### WHAT YOU HAVE TO DO
Some lines below may hold the string "blob". Count them and give only the total.

### INPUT MATERIAL
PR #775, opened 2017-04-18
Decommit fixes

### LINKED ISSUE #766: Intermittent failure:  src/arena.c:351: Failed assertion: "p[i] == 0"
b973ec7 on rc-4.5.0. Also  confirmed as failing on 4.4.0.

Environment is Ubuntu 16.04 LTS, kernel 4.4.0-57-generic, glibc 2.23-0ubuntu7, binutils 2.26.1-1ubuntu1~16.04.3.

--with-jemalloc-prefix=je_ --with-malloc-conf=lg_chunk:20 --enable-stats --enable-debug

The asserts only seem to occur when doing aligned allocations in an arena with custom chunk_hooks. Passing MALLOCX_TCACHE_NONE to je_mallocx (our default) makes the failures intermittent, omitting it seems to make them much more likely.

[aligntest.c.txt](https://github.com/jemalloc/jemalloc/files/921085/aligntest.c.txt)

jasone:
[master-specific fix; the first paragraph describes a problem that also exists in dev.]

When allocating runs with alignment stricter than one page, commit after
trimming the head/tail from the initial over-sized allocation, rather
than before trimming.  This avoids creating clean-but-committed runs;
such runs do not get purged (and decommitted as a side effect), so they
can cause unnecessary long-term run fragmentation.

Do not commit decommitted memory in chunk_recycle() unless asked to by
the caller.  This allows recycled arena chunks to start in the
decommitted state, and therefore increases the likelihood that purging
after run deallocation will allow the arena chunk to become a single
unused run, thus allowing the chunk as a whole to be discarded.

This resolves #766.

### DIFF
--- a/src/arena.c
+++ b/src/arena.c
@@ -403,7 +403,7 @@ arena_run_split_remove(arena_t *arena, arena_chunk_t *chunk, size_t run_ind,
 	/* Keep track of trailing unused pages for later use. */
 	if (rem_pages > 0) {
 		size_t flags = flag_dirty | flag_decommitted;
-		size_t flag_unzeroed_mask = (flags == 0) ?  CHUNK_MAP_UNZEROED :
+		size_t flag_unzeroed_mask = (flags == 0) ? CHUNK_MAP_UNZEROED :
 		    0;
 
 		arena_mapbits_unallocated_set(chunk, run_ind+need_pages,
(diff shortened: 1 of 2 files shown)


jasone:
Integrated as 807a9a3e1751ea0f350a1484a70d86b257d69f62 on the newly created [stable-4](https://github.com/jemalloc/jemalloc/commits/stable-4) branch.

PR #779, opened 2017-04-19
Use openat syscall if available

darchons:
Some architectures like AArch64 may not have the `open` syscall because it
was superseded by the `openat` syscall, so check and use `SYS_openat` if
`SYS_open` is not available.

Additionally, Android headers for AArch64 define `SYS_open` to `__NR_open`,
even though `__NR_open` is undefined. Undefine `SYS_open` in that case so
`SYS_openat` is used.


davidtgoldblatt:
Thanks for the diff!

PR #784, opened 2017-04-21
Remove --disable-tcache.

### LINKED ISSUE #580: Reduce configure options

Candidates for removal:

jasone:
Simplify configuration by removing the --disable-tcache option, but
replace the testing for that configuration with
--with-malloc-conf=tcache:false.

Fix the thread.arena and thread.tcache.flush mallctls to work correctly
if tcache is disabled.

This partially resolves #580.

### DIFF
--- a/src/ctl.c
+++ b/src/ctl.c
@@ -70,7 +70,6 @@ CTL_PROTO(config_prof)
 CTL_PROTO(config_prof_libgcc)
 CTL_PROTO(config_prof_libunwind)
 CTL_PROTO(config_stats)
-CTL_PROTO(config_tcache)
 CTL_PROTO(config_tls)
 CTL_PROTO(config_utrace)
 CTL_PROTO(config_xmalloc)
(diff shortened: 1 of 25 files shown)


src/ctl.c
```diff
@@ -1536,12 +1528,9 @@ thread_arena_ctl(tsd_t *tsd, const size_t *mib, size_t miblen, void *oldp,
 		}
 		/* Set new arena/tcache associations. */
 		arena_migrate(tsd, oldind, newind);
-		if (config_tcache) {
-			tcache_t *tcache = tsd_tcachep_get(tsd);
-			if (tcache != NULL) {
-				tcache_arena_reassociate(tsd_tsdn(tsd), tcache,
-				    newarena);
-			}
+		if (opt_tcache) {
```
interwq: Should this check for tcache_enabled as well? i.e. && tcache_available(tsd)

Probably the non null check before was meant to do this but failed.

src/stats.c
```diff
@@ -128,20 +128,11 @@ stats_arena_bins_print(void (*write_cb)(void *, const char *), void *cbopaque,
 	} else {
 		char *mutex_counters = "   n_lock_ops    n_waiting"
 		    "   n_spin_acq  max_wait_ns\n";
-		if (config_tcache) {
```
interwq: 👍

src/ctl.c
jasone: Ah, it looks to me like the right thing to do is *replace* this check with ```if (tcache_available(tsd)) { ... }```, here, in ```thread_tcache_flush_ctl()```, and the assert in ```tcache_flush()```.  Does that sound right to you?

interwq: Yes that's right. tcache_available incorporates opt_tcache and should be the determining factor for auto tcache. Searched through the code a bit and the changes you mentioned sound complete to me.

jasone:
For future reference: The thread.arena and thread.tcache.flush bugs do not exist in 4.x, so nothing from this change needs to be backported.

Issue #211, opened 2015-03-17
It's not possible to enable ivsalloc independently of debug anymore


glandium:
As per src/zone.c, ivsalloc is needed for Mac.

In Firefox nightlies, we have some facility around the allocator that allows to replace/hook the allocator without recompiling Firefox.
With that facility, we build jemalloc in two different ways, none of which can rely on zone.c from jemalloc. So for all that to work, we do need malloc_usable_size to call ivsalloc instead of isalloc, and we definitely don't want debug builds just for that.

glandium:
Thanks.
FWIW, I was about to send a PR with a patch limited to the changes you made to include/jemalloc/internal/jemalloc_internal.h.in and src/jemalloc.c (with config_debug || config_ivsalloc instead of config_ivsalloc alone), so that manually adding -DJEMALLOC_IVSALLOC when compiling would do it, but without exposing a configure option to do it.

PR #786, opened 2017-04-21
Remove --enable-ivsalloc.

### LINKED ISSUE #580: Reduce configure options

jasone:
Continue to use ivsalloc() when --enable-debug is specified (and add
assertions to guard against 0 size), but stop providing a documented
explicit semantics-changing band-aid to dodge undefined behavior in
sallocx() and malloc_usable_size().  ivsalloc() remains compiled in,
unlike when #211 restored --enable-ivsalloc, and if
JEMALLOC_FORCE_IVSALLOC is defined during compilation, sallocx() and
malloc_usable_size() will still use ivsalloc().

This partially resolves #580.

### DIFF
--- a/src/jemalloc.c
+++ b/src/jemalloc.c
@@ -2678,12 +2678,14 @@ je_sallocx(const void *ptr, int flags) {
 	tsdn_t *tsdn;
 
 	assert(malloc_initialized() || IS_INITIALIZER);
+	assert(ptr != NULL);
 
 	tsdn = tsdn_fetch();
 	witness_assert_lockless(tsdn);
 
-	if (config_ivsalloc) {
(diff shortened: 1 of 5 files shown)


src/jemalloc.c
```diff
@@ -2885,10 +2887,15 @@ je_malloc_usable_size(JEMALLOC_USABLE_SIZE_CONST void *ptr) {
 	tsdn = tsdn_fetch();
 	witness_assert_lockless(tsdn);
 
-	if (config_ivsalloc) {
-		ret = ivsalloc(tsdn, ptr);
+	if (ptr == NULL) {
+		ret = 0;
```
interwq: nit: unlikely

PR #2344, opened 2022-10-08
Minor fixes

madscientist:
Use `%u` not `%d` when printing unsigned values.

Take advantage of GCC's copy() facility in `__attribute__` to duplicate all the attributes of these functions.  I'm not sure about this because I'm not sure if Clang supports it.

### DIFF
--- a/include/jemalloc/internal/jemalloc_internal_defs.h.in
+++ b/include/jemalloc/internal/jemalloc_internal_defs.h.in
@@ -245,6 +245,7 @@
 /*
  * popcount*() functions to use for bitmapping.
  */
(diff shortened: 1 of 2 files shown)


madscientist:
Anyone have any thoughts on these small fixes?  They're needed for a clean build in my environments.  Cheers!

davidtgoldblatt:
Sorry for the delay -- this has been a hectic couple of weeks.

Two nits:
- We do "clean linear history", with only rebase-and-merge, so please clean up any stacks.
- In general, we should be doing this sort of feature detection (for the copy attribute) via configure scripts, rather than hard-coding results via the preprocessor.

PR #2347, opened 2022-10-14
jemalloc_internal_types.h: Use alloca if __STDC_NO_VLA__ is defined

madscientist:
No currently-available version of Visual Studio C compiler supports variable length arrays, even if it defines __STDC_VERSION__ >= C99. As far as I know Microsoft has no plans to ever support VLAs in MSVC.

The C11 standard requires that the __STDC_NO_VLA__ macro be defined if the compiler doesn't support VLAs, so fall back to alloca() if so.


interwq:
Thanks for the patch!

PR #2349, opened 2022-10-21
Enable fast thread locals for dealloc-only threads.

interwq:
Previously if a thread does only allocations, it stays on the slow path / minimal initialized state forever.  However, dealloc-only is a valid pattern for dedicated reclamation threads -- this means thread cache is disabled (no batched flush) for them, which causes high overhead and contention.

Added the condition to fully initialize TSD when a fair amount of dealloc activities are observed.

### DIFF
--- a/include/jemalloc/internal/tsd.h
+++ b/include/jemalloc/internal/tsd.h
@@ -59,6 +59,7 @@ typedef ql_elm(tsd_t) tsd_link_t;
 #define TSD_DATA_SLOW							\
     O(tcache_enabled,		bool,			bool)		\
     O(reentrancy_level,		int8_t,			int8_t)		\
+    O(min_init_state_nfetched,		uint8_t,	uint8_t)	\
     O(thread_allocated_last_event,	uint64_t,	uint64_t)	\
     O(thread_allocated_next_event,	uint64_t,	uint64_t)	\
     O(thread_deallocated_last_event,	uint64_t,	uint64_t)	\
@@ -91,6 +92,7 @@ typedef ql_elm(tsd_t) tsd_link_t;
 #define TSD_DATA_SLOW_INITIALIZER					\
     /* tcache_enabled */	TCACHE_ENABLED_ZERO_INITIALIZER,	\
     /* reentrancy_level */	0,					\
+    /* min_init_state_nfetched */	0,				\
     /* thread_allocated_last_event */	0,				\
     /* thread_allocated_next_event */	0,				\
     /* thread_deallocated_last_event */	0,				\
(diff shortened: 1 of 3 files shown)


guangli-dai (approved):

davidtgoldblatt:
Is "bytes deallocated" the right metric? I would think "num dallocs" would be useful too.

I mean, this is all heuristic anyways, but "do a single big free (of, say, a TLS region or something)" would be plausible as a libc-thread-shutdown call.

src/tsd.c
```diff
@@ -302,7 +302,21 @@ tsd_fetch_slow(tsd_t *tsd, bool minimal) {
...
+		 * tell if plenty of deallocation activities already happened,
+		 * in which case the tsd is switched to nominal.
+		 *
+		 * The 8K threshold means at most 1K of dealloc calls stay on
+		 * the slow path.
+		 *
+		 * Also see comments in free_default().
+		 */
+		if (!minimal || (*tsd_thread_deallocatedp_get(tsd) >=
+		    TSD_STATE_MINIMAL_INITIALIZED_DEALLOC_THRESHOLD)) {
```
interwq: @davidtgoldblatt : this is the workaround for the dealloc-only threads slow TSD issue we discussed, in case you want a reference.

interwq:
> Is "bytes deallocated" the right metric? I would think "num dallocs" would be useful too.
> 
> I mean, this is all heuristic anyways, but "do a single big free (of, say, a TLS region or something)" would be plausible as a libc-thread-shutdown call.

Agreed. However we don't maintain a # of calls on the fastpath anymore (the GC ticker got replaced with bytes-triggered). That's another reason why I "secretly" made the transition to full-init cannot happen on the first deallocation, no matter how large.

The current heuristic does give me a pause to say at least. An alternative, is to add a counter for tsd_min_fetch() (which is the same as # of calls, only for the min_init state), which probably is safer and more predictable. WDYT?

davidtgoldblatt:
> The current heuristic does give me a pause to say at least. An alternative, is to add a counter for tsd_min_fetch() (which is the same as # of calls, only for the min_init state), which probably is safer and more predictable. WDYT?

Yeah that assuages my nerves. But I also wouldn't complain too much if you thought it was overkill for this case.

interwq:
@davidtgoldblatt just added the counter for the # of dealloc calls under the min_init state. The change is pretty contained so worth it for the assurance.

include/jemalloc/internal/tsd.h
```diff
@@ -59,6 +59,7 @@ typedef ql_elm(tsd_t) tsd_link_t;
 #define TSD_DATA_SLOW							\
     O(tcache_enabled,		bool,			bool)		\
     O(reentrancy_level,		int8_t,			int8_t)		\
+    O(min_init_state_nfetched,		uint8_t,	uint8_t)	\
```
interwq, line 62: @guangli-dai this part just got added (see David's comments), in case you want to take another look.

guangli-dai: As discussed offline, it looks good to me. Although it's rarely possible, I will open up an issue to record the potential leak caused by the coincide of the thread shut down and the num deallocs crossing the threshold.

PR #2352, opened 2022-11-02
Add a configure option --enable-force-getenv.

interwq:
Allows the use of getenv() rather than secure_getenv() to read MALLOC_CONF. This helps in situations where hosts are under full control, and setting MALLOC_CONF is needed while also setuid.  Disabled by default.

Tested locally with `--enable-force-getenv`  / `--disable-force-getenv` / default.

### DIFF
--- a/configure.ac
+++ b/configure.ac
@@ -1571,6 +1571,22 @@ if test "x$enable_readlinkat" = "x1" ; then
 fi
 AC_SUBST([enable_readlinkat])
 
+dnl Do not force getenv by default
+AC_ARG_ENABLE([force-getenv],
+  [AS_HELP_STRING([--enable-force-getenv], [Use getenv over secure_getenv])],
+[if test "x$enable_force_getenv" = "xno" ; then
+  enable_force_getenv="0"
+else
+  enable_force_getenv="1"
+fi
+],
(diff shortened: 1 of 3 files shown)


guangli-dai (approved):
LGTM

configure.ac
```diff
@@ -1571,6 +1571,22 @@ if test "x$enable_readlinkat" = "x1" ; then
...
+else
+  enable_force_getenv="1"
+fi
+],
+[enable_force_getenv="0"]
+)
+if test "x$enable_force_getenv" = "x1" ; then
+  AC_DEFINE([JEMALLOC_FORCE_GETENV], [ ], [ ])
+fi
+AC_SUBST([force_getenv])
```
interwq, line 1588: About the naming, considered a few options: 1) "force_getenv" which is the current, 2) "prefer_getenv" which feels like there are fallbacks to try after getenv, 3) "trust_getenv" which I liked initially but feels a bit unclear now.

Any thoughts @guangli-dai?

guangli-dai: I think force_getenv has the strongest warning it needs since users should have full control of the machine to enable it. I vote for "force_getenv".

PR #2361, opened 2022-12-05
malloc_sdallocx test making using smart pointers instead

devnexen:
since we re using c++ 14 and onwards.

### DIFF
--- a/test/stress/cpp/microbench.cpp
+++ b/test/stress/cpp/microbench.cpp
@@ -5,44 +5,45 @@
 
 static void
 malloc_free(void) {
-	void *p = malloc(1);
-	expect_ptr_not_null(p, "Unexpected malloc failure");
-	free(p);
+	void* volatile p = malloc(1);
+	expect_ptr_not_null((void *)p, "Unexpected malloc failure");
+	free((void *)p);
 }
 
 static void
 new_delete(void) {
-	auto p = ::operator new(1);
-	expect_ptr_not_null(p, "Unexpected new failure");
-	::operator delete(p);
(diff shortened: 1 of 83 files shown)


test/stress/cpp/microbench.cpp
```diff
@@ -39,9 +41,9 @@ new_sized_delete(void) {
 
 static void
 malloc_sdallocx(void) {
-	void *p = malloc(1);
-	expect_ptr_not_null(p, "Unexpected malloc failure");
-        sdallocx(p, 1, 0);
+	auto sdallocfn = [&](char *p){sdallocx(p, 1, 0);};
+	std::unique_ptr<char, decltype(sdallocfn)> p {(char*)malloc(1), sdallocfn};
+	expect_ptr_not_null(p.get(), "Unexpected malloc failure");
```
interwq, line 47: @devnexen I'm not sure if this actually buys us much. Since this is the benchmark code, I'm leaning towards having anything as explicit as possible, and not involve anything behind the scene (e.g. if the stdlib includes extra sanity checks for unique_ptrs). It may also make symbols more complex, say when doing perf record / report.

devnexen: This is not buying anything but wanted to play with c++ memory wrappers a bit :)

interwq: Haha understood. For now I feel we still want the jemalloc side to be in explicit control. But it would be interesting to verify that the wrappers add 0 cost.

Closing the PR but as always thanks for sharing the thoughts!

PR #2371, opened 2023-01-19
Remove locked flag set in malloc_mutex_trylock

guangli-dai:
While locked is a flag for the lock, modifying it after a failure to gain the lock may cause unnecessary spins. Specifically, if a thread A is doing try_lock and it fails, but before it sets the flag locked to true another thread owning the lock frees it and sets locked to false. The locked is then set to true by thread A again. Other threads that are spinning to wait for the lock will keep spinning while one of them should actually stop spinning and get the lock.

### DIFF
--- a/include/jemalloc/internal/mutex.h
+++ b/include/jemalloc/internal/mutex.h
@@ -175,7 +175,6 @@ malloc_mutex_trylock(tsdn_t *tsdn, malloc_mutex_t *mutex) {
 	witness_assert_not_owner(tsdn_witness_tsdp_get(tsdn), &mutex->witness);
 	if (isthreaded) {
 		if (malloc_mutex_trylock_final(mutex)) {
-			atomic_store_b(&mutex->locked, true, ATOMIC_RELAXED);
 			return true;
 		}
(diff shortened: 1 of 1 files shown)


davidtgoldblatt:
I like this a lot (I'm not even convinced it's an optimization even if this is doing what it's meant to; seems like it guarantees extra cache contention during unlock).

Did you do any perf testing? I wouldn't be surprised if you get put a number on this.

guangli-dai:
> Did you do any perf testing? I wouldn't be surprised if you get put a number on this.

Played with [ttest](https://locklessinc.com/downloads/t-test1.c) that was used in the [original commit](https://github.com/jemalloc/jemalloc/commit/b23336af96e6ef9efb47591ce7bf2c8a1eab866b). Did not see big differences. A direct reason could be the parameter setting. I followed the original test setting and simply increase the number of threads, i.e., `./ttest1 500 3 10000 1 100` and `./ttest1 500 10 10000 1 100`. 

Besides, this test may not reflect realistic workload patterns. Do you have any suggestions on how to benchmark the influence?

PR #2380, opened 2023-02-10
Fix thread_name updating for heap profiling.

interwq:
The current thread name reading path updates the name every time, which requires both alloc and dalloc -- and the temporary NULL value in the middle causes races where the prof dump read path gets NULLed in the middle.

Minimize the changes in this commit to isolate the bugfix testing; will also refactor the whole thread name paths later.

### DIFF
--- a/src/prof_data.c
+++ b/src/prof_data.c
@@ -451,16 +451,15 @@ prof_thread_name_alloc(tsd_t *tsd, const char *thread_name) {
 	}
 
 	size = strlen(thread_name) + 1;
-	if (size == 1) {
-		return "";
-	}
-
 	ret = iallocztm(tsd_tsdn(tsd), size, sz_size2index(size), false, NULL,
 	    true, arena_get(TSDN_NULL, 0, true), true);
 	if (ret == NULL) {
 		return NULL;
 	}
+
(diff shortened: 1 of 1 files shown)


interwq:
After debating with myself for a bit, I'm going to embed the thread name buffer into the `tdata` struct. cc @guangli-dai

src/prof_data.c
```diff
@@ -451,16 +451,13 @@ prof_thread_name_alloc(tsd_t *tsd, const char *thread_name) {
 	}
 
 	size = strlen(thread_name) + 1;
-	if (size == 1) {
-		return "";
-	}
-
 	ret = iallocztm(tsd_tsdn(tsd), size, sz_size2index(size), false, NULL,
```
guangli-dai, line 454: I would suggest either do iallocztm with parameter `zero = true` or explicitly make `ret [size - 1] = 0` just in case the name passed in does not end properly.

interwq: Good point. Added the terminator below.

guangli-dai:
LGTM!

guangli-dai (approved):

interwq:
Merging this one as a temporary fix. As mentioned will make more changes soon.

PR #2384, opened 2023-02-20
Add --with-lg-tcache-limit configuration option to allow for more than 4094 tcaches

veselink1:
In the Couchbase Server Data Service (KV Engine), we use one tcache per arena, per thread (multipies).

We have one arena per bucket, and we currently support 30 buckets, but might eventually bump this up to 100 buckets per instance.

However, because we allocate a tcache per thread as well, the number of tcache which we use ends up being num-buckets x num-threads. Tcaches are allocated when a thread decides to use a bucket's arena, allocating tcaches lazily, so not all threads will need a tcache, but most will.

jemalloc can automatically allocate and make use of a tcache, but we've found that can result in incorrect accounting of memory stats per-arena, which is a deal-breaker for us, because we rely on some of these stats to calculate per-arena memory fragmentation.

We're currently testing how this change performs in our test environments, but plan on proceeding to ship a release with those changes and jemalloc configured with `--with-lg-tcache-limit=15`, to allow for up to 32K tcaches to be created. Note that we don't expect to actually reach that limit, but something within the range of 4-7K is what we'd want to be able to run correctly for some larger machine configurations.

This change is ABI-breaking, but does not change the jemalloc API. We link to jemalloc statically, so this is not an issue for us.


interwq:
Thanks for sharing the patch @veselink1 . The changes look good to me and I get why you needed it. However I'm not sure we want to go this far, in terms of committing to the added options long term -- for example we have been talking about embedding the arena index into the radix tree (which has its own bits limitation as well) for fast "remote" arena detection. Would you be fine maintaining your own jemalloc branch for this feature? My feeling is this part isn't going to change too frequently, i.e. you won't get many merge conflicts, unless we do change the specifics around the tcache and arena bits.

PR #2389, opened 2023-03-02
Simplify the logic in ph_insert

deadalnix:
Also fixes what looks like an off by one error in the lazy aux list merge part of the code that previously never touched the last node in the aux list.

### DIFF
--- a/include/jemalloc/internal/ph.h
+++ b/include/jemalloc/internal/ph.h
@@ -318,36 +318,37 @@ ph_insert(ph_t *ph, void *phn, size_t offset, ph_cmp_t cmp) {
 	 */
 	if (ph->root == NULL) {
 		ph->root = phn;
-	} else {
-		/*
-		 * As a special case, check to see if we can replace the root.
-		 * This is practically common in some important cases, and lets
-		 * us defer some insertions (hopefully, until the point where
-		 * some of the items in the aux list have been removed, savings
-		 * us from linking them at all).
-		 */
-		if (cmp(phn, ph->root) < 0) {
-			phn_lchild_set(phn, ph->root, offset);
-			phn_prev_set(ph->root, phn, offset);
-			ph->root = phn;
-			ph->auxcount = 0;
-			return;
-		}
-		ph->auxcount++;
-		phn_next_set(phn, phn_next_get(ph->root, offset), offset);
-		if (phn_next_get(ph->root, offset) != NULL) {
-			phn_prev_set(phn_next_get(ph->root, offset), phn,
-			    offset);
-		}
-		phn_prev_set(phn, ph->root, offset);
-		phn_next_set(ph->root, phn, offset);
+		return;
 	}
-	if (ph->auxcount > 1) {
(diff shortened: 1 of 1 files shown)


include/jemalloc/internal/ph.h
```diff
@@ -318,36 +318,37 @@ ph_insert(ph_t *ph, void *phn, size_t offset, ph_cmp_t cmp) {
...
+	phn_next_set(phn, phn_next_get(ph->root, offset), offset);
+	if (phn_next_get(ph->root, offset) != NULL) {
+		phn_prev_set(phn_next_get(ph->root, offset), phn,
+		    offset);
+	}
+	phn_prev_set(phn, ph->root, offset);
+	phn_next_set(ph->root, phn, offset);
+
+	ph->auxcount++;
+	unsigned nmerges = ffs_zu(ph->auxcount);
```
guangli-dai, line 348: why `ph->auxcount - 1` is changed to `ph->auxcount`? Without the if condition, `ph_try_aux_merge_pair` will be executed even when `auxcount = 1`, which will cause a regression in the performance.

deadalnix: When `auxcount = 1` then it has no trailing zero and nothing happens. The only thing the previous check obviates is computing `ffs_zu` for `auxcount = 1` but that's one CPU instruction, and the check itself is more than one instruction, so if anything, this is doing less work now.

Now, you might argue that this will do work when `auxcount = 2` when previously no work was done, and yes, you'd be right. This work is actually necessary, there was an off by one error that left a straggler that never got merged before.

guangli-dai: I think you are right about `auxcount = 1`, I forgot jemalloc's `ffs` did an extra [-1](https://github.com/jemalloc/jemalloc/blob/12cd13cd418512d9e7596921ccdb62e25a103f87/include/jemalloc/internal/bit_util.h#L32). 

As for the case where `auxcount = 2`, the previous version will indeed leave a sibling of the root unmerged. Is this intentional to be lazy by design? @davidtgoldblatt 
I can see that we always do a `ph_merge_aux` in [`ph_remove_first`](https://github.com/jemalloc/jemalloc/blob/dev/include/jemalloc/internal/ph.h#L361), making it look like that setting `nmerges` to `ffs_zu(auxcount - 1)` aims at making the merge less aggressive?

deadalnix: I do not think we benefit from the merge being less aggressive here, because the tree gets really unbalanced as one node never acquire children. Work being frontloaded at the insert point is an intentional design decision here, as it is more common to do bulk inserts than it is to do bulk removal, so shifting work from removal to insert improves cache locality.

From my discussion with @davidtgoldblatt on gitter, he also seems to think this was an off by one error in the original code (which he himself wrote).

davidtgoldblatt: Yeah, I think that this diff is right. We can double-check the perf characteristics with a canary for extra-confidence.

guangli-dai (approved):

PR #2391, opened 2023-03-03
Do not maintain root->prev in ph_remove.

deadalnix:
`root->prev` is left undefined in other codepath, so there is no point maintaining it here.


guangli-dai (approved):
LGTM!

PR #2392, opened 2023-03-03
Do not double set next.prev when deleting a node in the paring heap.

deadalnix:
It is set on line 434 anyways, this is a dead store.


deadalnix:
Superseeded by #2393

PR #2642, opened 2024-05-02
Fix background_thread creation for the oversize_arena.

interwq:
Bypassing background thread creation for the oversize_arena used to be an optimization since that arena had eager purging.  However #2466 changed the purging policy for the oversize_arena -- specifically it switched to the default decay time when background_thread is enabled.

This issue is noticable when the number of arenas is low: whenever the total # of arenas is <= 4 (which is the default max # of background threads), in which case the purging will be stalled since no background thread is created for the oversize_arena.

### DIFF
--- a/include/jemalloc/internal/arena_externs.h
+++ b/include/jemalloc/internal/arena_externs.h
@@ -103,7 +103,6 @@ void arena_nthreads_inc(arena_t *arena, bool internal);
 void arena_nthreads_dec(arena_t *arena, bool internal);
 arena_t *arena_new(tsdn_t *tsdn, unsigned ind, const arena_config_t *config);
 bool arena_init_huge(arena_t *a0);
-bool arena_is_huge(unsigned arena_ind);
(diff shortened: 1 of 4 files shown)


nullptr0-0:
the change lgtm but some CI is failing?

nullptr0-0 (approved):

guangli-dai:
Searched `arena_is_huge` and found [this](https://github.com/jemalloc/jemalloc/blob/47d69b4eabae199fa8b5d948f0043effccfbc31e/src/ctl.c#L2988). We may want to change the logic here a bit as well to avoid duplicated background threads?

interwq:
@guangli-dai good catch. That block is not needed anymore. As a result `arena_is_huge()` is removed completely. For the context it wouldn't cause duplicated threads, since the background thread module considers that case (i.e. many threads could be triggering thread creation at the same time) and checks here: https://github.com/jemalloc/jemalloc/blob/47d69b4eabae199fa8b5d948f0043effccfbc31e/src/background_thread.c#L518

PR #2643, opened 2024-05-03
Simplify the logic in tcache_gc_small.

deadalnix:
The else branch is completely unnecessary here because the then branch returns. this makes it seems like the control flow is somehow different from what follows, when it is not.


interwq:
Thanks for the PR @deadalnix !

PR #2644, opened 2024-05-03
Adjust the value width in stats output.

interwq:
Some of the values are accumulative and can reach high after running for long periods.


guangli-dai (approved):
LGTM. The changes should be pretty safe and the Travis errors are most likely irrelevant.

### THE ANSWER
4